Recorded information:
□ □ □ □ □

PR #483, opened 2020-03-05
Refs #28903 - Swap the postgresql{,-server} removal

ekohl:
postgresql can't be removed until postgresql-server is removed. 72d7c3f67fd4e1b131871c946d03808c9d26a124 swapped the order. This swaps the order around.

□ □ □ □ □

Task objective: Show all of the lines above in which "server" is present.

Problem solution:
Refs #28903 - Swap the postgresql{,-server} removal
postgresql can't be removed until postgresql-server is removed. 72d7c3f67fd4e1b131871c946d03808c9d26a124 swapped the order. This swaps the order around.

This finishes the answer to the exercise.